Consider another contentious issue: gay marriage. The most obvious way to interpret the refusal to extend marital rights to gay couples is as an instance of discrimination on the basis of sexual orientation. But it can also be parsed as sex discrimination: A man is forbidden to marry his male partner, though he'd be permitted to if he were a woman. Whether we regard that as an instance of sex discrimination will depend on whether we see marriage as intrinsically gendered—it's not sex discrimination, for instance, for a director casting a TV show to consider only female applicants for female parts—or as centrally about loving relationships, making the "one man, one woman" rule a mere vestige of the cruel historical refusal to recognize the equal validity of gay couplings.

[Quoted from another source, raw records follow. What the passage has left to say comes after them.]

PR #200, opened 2017-07-21
CMR-4359: Updated UMM-Var Schema to the latest version at commit a6fa…

ygliuvt:
…6fe.


ygliuvt:
I think the spec version is driven by UMM-C. UMM-Var is in DRAFT state and is just tagging along.

PR #201, opened 2017-07-21
CMR-4247 - Rollback

oubiwann:
Reverted changes due to failures in master CI/CD not present in CI/CD branch.


oubiwann:
The team and I talked about this in chat, and folks have given their +1 for a rollback. I'll go ahead and do that shortly.

PR #203, opened 2017-07-25
CMR-4363: Increase max request size we can accept in Jetty 

chris-durbin:
from 5MB to 50MB so that large humanizer reports can be saved in cubby.

There is already a test which verifies we can successfully process a body of exactly 50MB and we reject a request with 50MB + 1 byte (cmr.common.test.api.web-server/test-max-post-size).

The only reason we have this limit is so that we can prevent invalid requests from causing OOM errors on our apps. Every app has at least a 1GB heap size so a 50MB request is not likely to cause any problems.

### DIFF
--- a/common-lib/src/cmr/common/api/web_server.clj
+++ b/common-lib/src/cmr/common/api/web_server.clj
@@ -41,10 +41,10 @@
   ONE_MB)
 
 (def MAX_REQUEST_BODY_SIZE
- "The maximum size of a request to body. This is set to 500KB prevent large requests coming in
-  that cause out of memory exceptions. A large ISO document like AST_L1A can be 120K characters which
-  would take up about 240KB in Java. This value is set to 5 MB."
- (* 5 ONE_MB))
+ "The maximum request body size which the application will accept. This is set to prevent large,
+  invalid requests coming in that cause out of memory exceptions. Requests to save the humanizer
+  report in Cubby can be in the 5 to 10 MB range."
+ (* 50 ONE_MB))
 
 (defn- routes-fn-verify-size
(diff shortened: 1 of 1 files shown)


common-lib/src/cmr/common/api/web_server.clj
```diff
@@ -41,10 +41,10 @@
   ONE_MB)
 
 (def MAX_REQUEST_BODY_SIZE
- "The maximum size of a request to body. This is set to 500KB prevent large requests coming in
-  that cause out of memory exceptions. A large ISO document like AST_L1A can be 120K characters which
-  would take up about 240KB in Java. This value is set to 5 MB."
- (* 5 ONE_MB))
+ "The maximum request body size which the application will accept. This is set to prevent large,
```
laurenfrederick: Do we know how what size would cause an out of memory exception?

chris-durbin: You can search Splunk to see the most memory any of our apps use:
sourcetype=*cmr*-prod logjvmstatisticsjob "Used memory" | rex "Used memory.*\[(?<used>\d+)\] Percent" | stats max(used) by sourcetype

Search, indexer, and metadata-db set the max heap size to 5GB. The other apps use the defaults. The default heap size is 1/4 of memory on the machine and our smallest instance type is m3.medium with 3.75 GB of RAM or roughly 940 MB. You can see that none of the apps are within 50MB of hitting the max heap size. Even if they were garbage collection would take place, and so an OOM from a 50MB request is really unlikely to ever happen (never is not in my vocabulary).

laurenfrederick: Need <used> in your rex. Ok just checking.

There are multiple ways to read Schroer's case as well: In addition to the sex discrimination claim, attorney McGowan also plans to advance a somewhat more novel Due Process claim, grounded, she says, in "individuals' liberty interest in making important personal decisions, in this case a series of medical decisions, without fearing penalty by the government." The idea here is that the courts have recognized a zone of privacy around certain sorts of medical choices—most famously abortion and the refusal of treatment by terminal patients—that prevents the government not only from banning such choices, but also from placing "undue burdens" on their exercise.
It's hard to regard Schroer's case as akin to that of a director refusing to cast a man in a femme fatale role. Terrorism analysis isn't obviously hindered by mascara, and Robert Dardano, a member of the federal gay employees group GLOBE at the Library, says that the Library is in general an open and diverse working environment, and that other employees were shocked and dismayed when they learned Schroer's offer had been rescinded. (Even if that weren't the case, of course, it would be strange to suggest that coworker discomfort could form a basis for discrimination: Nobody would regard it as a defense against a charge of racial discrimination to note that a large number of the other employees at some agency were racists.)
If Schroer's account of events is accurate, her case should be a slam dunk: If Dave was good enough for the government, so should Diane be. If her supervisor wouldn't have caviled at an employee born a woman presenting herself as one on the job, that ought not to change just because Diane had the misfortune to be born with the wrong set of biological equipment. But, as Post observes, courts are ingenious at finding ways to circumvent the radical implications of gender equality when it means overturning traditional notions of femininity and masculinity.
Schroer, for her part, says she'd still like the job. A wise court would give it to her. As renewed attacks raise the stakes in the war on terror, the government could badly use a few good ex-men.